▸ The problem
Please copy each line from the entries that contains the string "language".

[Items from a data source]
= = = = = = =

PR #1015, opened 2026-07-26
ref: add command policy foundation

AlexLiu190625:
## Summary

- Add a pure command-policy contract that can validate shell text and argv before process creation.
- Add stable exit-126 policy rejection, fail-closed validator error handling, and path-redacted caller errors to `CommandExecutorCore`.
- Add `TaskWorkspace.resolve_authorized_path()` as the single explicit-base canonical authorization primitive for workspace and allowed external paths.

## Scope

This PR is the foundation of the ordered implementation for [xagent-saas#171](https://github.com/xorbitsai/xagent-saas/issues/171). It intentionally does not include a shell parser, command classifiers, `bashlex`, execution-scope activation, production tool wiring, or claims about coverage of specific commands.

No in-tree production tool attaches a policy guard in this PR. Existing command behavior is unchanged unless an explicit `CommandPolicyGuard` is injected.

## Stack

The remaining work will be released sequentially after this foundation merges:

1. Shell language boundary and mutable shell-state handling.
2. File-command operand policy.
3. Runtime and nested-execution hardening.
4. Production scope activation and Docker end-to-end coverage.

Each PR will be reviewed and closed only against code reachable from its own head. Production activation remains last.

## Security boundary

This PR defines an application-level policy seam, not a sandbox. It provides no isolation by itself. Even after activation, cooperative command inspection remains defense in depth; eliminating unknown executable or alternate-runtime bypasses requires operating-system or container isolation.

## Validation

- `uv run pytest tests/core/tools/test_command_executor.py tests/core/test_workspace_path_containment.py tests/core/test_workspace_external_dirs.py tests/core/test_execution_scope_workspace.py`
- `uv run ruff check src/xagent/core/tools/core/command_executor.py src/xagent/core/tools/core/command_policy.py src/xagent/core/workspace.py tests/core/tools/test_command_executor.py tests/core/test_workspace_path_containment.py`
- `uv run ruff format --check src/xagent/core/tools/core/command_executor.py src/xagent/core/tools/core/command_policy.py src/xagent/core/workspace.py tests/core/tools/test_command_executor.py tests/core/test_workspace_path_containment.py`
- `uv run mypy src/xagent/core/tools/core/command_executor.py src/xagent/core/tools/core/command_policy.py src/xagent/core/workspace.py`
- `git diff --check upstream/main`

Issue #13, opened 2026-02-24
Files page mixes same-name files across agents/workspaces due to non-unique frontend identity


bluefish-08:
Problem
In the Files management page, clicking around (filtering/selecting/deleting) can make the list look duplicated or mixed across different agents/workspaces when files share the same filename.

Expected
Each file row should remain stable and isolated by its true identity (path/file id), even if filenames are the same.

Actual
Rows can appear to “grow”/mix after interactions. Selection/delete can target the wrong entry when multiple files have the same `filename`.

Reproduction
1. Create/upload files with the same name under different agent/workspace folders.
2. Open `/files`.
3. Click filters/select/delete or refresh list interactions multiple times.
4. Observe unstable row reuse/mixed display.
Suspected Root Cause
Frontend list identity currently relies on `filename` in critical places (row key / selection / delete matching), which is not unique across folders.

Suggestion
Use a stable unique identity from backend (preferably `file_id`, or `file_path`/`relative_path`) consistently for:
- row `key`
- selection state
- delete target mapping

Notes
Backend list API already returns path-level fields, so this may be fixable with frontend-only changes first.

PR #1032, opened 2026-07-27
ref: add Bash command policy boundary

AlexLiu190625:
## Summary

- add an opt-in `bashlex`-backed workspace command guard for Bash syntax, shell state, nested execution, wrappers, scripts, and redirections
- keep file-command classification deliberately minimal to `cat`, `rm`, redirections, and directory state
- bind guarded shell execution to Bash and validate guarded Bash scripts without temporary files

## Boundary

- dormant unless a caller explicitly injects the command guard
- unknown executable commands retain the current cooperative fail-open contract
- reuses `TaskWorkspace.resolve_authorized_path` as the path-authorization owner
- does not add `ExecutionScope`, tool-factory, preview, service, or SaaS activation
- provides defense in depth and is not an OS or container isolation boundary

This is the shell-language layer for #171, following #1015. Broader file-command classification, runtime hardening, and production activation remain in subsequent PRs.

## Verification

- `uv run pytest -q tests/core/tools/test_command_executor.py tests/core/tools/test_command_path_guard_bash.py tests/core/test_workspace_path_containment.py`
- `uv run mypy src/xagent/core/tools/core/command_executor.py src/xagent/core/tools/core/command_path_guard.py`
- `uv run ruff check pyproject.toml src/xagent/core/tools/core/command_executor.py src/xagent/core/tools/core/command_path_guard.py tests/core/tools/test_command_executor.py tests/core/tools/test_command_path_guard_bash.py`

= = = = = = =

▸ Task result
1. Shell language boundary and mutable shell-state handling.
This is the shell-language layer for #171, following #1015. Broader file-command classification, runtime hardening, and production activation remain in subsequent PRs.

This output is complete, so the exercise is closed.